Last week was the first Owl of the 2024 fall semester at Doane. The first Owl is always a hard one to do. There’s new staff and rust to shake off for writing, photography and graphics works. That first Owl Night, as they’re affectionately called, is usually a doozy. That first Owl Night I stayed up till 1 a.m., knee-deep in Adobe In-Design trying to get everything as right as I could; after all, it was my first Owl as the new editor in chief.

I still feel a little weird seeing that title, editor in chief. It almost seems like it is above my station. In high school my newspaper teacher wanted me to be editor in chief, but I declined the position because I felt like I didn’t have the maturity for it. I felt like I lacked the poise to be in that kind of position, overseeing an entire paper.

I felt the same way here at the Owl. Every time I moved up the ladder from staff writer to media editor to sports editor, I wondered if I was just lucking out because there wasn’t anyone to take the position. Don’t get me wrong, I write well, but I have a tendency to be slow with organizing interviews and can miss entire stories just from sheer forgetfulness. My teachers have said in the past I’m a boom-or-bust student. I might be the same as a journalist.

Courtesy photo | Jordan Bocock
Owl staff sitting on the inflatable chair during Club Craze.

But when Kylie Hughes graduated and said I would be the next editor in chief I almost lost my cool. I thought this was it. Finally, I’d be in a position where everyone would see that I was a fraud and not fit to run a paper.
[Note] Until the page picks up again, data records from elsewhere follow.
PR #180, opened 2019-11-08
Add vertexclique to wg-localization

vertexclique:
Add `vertexclique` to wg-localization.


Manishearth:
Team should be renamed to internationalization, but yeah

PR #193, opened 2019-12-09
add ffi-unwind project group

nikomatsakis:
For now, we have to use the wg- prefix because team repo has to be
taught about project groups.

cc @BatmanAoD @acfoltzer

PR #194, opened 2019-12-10
Add safe-transmute project group

rylev:
Adding new project group in similar way as #193.

cc @nikomatsakis @joshtriplett


teams/wg-safe-transmute.md
```diff
@@ -0,0 +1,18 @@
+name = "safe-transmute"
```
nikomatsakis: Huh, I thought that these had to be named wg-foo ...

pietroalbini: It's supposed to...

rylev: @pietroalbini @nikomatsakis whoops that's my fault. Strange that the CI passes....Should I change it?

nikomatsakis: Yes, might as well. It is curious that CI passes though, I got errors when I ran `cargo run -- check` locally

XAMPPRocky:
Thank you for your PR! One slight problem with this PR is that the file is using the `.md` extension instead of `.toml`. 😄

PR #200, opened 2019-12-16
Remove @Kimundi from rfcbot polls

SimonSapin:
Per email with them.


SimonSapin:
r? @alexcrichton
CC @rust-lang/libs

PR #217, opened 2020-01-21
Archive some teams and add alumni

XAMPPRocky:
Archives some of the teams that no longer active.

r? @nikomatsakis


pietroalbini:
Are we worried about the `ecosystem@` and `production@` mailing lists disappear?

Manishearth:
I don't think they were ever in use? But perhaps we should have a bounces list just in case.

XAMPPRocky:
For future proofing i think we'd want to have a bounces list regardless. As even if they are unused, eventually we'll have one that has been used, that we want to archive.

Manishearth:
Yes, I'm proposing a general bounces list, not one specifically for these :)

nikomatsakis:
Seems good to me. I've got a branch trying to modernize the 'networking working group' setup to reflect the people who are most active now, I've just been debating how precisely to set it up.

nikomatsakis:
I don't quite understand what you all mean by a "bounces" list -- what is that and what should we do to set it up?

nikomatsakis:
Does that block me from merging this PR? :)

XAMPPRocky:
@nikomatsakis An email bounce list, so that any emails sent to the mailing list addresses after the team is removed are sent *somewhere* rather being lost to the ether. I don't what it would take to set that up. I don't know if these email addresses are worth that, as I don't know how active they were. I don't think it should be a blocker for merging.

nikomatsakis:
OK, I'm going to just go ahead and merge this. Based on earlier comments it doesn't sound like anyone objects.

PR #220, opened 2020-01-24
Move Kimundi to alumni status

alexcrichton:
Kimundi reached out over email and mentioned they'd like to be moved to
alumni status, so this is doing so.


Mark-Simulacrum:
r=me

PR #720, opened 2022-03-22
Add a flag for whether a user has dev_desktop access.

oli-obk:
Right now all non-alumni team members have dev_desktop access.
The field is only relevant for the `all` meta-team.
We may use this field to disable access to users in the future

r? @pietroalbini 

This PR is used to enable https://github.com/rust-lang/simpleinfra/pull/79 to easily decide whether a user has access to the dev desktops, without requiring changes to the dev-desktops in the future (we can just modify the teams repo to switch flags to `false`)

### DIFF
--- a/config.toml
+++ b/config.toml
@@ -41,6 +41,7 @@ permissions-bors-repos = [
 permissions-bools = [
     "perf",
     "crater",
+    "dev-desktop",
 ]
 
 permissions-crates-io-ops-bot-apps = [
--- a/teams/compiler.toml
+++ b/teams/compiler.toml
@@ -29,6 +29,7 @@ alumni = [
 [permissions]
 perf = true
 crater = true
+dev-desktop = true
 bors.rust.review = true
 bors.miri.review = true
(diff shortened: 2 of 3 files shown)


pietroalbini:
Rather than adding a new field to each member, I think it's best to handle this through the permissions system.

You can add `dev-desktop` here:

https://github.com/rust-lang/team/blob/40d27aee4b765d02b0a19ee25364d43d8824f315/config.toml#L41-L44

...and then add the `dev-desktop` permission like any other permission:

```toml
[permissions]
dev-desktop = true
```

On the API side, it will create a file at the following URL, looking [like this](https://team-api.infra.rust-lang.org/v1/permissions/perf.json):

```
https://team-api.infra.rust-lang.org/v1/permissions/dev-desktop.json
```

To start, maybe we could add it to `infra` and `compiler` as the first test group?

oli-obk:
oh great! this is what I was looking for

rylev (approved):
🎉

PR #730, opened 2022-04-05
Zulip groups endpoint

rylev:
Added as part of @pietroalbini's [feedback](https://github.com/rust-lang/sync-team/pull/3#issuecomment-1086582926) to https://github.com/rust-lang/sync-team/pull/3

Adds an endpoint to the Team API "zulip-groups.json" which provides all the Zulip groups defined in the teams toml. 

The definition in toml mirrors the "[[lists]]" schema (just with a "name" key instead of "address"). The members of the Zulip groups are either identified by a Zulip user id or an email.


rust_team_data/src/v1.rs
```diff
@@ -88,6 +88,23 @@ pub struct Lists {
     pub lists: IndexMap<String, List>,
 }
 
+#[derive(Debug, Clone, Serialize, Deserialize)]
+pub struct ZulipGroup {
+    pub name: String,
+    pub members: Vec<ZulipGroupMember>,
+}
+
+#[derive(Debug, Clone, Serialize, Deserialize)]
```
pietroalbini, line 97: Nit: it'd be nice to have a `#[serde(rename_all = "snake_case")]` to be consistent with the rest of the API.

src/schema.rs
```diff
@@ -302,6 +303,56 @@ impl Team {
...
+                let member = data
+                    .person(member)
+                    .ok_or_else(|| err_msg(format!("member {} is missing", member)))?;
+                if let Some(zulip_id) = member.zulip_id {
+                    list.members.push(ZulipGroupMember::Id(zulip_id));
+                }
+                if let Email::Present(email) = member.email() {
+                    list.members
+                        .push(ZulipGroupMember::Email(email.to_string()));
+                }
```
pietroalbini, line 346: We should probably add either the ID or the email (preferring the ID if present), not both. It's more intuitive to me that if an explicit ID is present it's going to be used rather than the email address. There could also be a *slight* chance that the ID and the email map to different accounts, which would be weird.

src/schema.rs
```diff
@@ -509,6 +560,20 @@ pub(crate) struct TeamList {
...
+#[derive(serde_derive::Deserialize, Debug)]
+#[serde(rename_all = "kebab-case", deny_unknown_fields)]
+pub(crate) struct RawZulipGroup {
+    pub(crate) name: String,
+    #[serde(default = "default_true")]
+    pub(crate) include_team_members: bool,
+    #[serde(default)]
+    pub(crate) extra_people: Vec<String>,
+    #[serde(default)]
+    pub(crate) extra_emails: Vec<String>,
```
pietroalbini, line 572: It'd be nice to have an `extra_zulip_ids` here in addition to `extra_emails`.

src/static_api.rs
```diff
@@ -146,6 +147,31 @@ impl<'a> Generator<'a> {
...
+    fn generate_zulip_groups(&self) -> Result<(), Error> {
+        let mut groups = IndexMap::new();
+
+        for group in self.data.zulip_groups()?.values() {
+            let members = group.members().to_vec();
+            groups.insert(
+                group.name().to_string(),
+                v1::ZulipGroup {
+                    name: group.name().to_string(),
+                    members: members
```
pietroalbini, line 159: The list of members here is not sorted, which could result in unreproducible ordering for the members list (in the test for example it's not ordered).

tests/static-api/_expected/v1/zulip-groups.json
```diff
@@ -0,0 +1,15 @@
+{
+  "groups": {
+    "T-foo": {
+      "name": "T-foo",
+      "members": [
+        {
+          "Email": "user1@example.com"
```
pietroalbini, line 7: Can you test adding the Zulip ID to one of those users?

pietroalbini (changes requested):
Thanks for the PR! This mostly looks good, I left some minor feedback.

pietroalbini:
There should also be some validation rules, at least to prevent conflicting group names across teams.

pietroalbini (approved):
Looks good! Feel free to merge :slightly_smiling_face:

PR #736, opened 2022-04-13
Add GitHub info for wg-nll

rylev:
The [types team](https://github.com/rust-lang/rfcs/pull/3254) is the likely successor of the work.

Note: I also added a `[[github]]` annotation to the wg defintion in the unlikely case that the wg is revived, since until now the permissions have been manually curated on GitHub.

cc @nikomatsakis @pnkfelix

### DIFF
--- a/teams/wg-nll.toml
+++ b/teams/wg-nll.toml
@@ -11,3 +11,6 @@ name = "Non-Lexical Lifetimes (NLL) working group"
 description = "Implementing the new MIR-based borrow checker and non-lexical lifetimes in Rust"
 repo = "https://rust-lang.github.io/compiler-team/working-groups/nll/"
 zulip-stream = "t-compiler/wg-nll"
+
+[[github]]
+orgs = ["rust-lang"]


jackh726:
I think it's probably just worth waiting until NLL stabilization. That's hopefully coming soon™

While I think most of the members here aren't active much anyways, the group as an *entity* is good to help organize the final stabilization push. (I'm mostly thinking the wg-nll zulip stream. The formal working group might very well be overkill.)

rylev:
I'll let @nikomatsakis weigh in here, but I am of the opinion that when in doubt we should keep the wg around. However, I believe Niko was keen on seeing this responsibility moved to the new types team.

jackh726:
Oh this definitely would fall under the types team. But I think this would still exist, either in the form of an initiative or a working group.

rylev:
@jackh726 that sounds reasonable. One additional thing to consider is that we will also be syncing Zulip user groups through the team repo (see https://github.com/rust-lang/sync-team/pull/3) so if we want @wg-nll to work on Zulip, we should still keep it around.

rylev:
Ok I shifted this to just add the GitHub info to the wg definition since that should be without controversy. We can still archive at a later point.

Mark-Simulacrum:
This will create a duplicate team with [wg-compiler-nll](https://github.com/orgs/rust-lang/teams/wg-compiler-nll/members), which has many more members. Happy to merge, but we should probably have a follow-up of deduplicating here one way or another. I'm not sure if there's repositories wg-compiler-nll has access to.

rylev:
@Mark-Simulacrum indeed. The plan is to remove the wg-compiler-nll group in favor of wg-nll. Before removing it, I would check with the members who are not in the working group but are in the old user group to ensure we reach consistency.

Mark-Simulacrum (approved):

PR #741, opened 2022-04-20
Add new marker team for Cloud Compute Program

JoelMarcey:
A dedicated team with access to the cloud desktops associated with the [Cloud Compute Program](https://foundation.rust-lang.org/news/2021-11-16-news-announcing-cloud-compute-initiative/).


JoelMarcey:
Should we also add a dedicated Zulip group for this as well? (e.g., `[[zulip-groups]]`)

JoelMarcey:
cc @yaahc
cc @Mark-Simulacrum

Mark-Simulacrum:
I don't think Zulip/GitHub are likely to see much use so I'd not bother configuring those. But they don't hurt either so either way is fine.

For onlookers, this is likely a temporary team - mostly for (very) alpha testing.

Modulo CI seems ok to me.

compiler-errors:
Is this the same thing as what @oli-obk added in team#720 ?

oli-obk:
Yea you should be able to just give individual users the dev-desktop permission, but I also don't mind having a separate team yo add people to

compiler-errors:
Ah, missed the part saying:

```
[permissions]
dev-desktop = true
```

Alright. Sorry for the noise, hehe.

JoelMarcey:
I thought having a specific, explicit team would just make things clearer and cleaner. And particularly easier to add folks and, if we ever need to, remove from just one place.

Mark-Simulacrum (approved):

PR #747, opened 2022-05-02
Add GitHub team for unsafe-code-guidelines wg

rylev:
Currently the [unsafe code guidelines GitHub team](https://github.com/orgs/rust-lang/teams/wg-unsafe-code-guidelines) is out of sync with the team repo definition. This will create a team automatically on GitHub that's kept in sync. Once this is merged, we would delete the old team in favor of the newly synced team.

However, if this is merged, this will remove a few people from the GitHub team: @comex, @gereeter, @strega-nil, @Mark-Simulacrum, and @ehsanmok. If removing any of these folks is incorrect, we just need to add them to the members list. 

cc @nikomatsakis, @avadacatavra, @RalfJung


ehsanmok:
I hope I can still remain in the wg despite struggling to find time :(

Mark-Simulacrum (approved):

RalfJung:
> If removing any of these folks is incorrect, we just need to add them to the members list.

We used the GH team as a notification group, which I guess is why it is not aligned with team membership as shown on the website.

rylev:
@RalfJung there's several ways to fix that I believe. We either make the missing folks members of the working group or we create a marker team with them.

PR #748, opened 2022-05-02
Add GitHub team for grammar wg

rylev:
Currently the [wg-grammar GitHub team](https://github.com/orgs/rust-lang/teams/wg-grammar) is out of sync with the team repo definition. This will create a team automatically on GitHub that's kept in sync. Once this is merged, we would delete the old team in favor of the newly synced team.

However, if this is merged, this will remove a few people from the GitHub team: @nikomatsakis, @qmx, @ehuss, @petrochenkov. If removing any of these folks is incorrect, we just need to add them to the members list. 

cc @eddyb

### DIFF
--- a/teams/wg-grammar.toml
+++ b/teams/wg-grammar.toml
@@ -7,7 +7,6 @@ leads = ["eddyb"]
 members = [
     "eddyb",
     "CAD97",
-   
 ]
 alumni = [
     "Centril",
@@ -17,3 +16,6 @@ alumni = [
 [website]
 name = "Grammar working group"
 description = "Working out the official, formal grammar for Rust and validating it against existing implementations"
+
+[[github]]
+orgs = ["rust-lang"]


rylev:
@Mark-Simulacrum thoughts on this? I'm not sure if the grammar wg is even still active?

ehuss:
The team is not active. I think it would be fine to merge this. If the group ever resurrects, we can fix the membership as needed.  

I guess there is a broader discussion of how to disband groups or teams. I'm not aware of any documentation on how that should happen?  I guess the repo would be archived, and the team somehow shut down here.  But I don't think that is necessary right now, I don't think anyone would object to leaving things open.  I would like to see things start up again, but I don't have the time to drive things.

rylev:
> I guess there is a broader discussion of how to disband groups or teams. I'm not aware of any documentation on how that should happen?

For the Team repo, I think the only thing that needs to be done is moving the wg into the archive folder. 

I'll merge this for now. We can do another pass to see if this wg (and potentially others) should be wound down.

Mark-Simulacrum (approved):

Then the first paper came out and I got so much support, feedback and general positivity that I teared up after certain days.

I guess I’m writing all of this to say I promise you I will give you my best for the Doane Owl because it means as much to me as it does to you, the reader. I’m surrounded by amazing staff, and we are poised to add a new crop of writers, photographers and graphic designers who share that same passion for journalism. Hopefully, you see some of them next week. But if you give me a little bit of grace and understanding and let me find my footing these first couple of issues, I think the Owl staff and I can make the Owl into something really special this year.

So thank you, to the people who believe in us, who believe in me and for supporting the oldest college newspaper in Nebraska. We aren’t going away any time soon.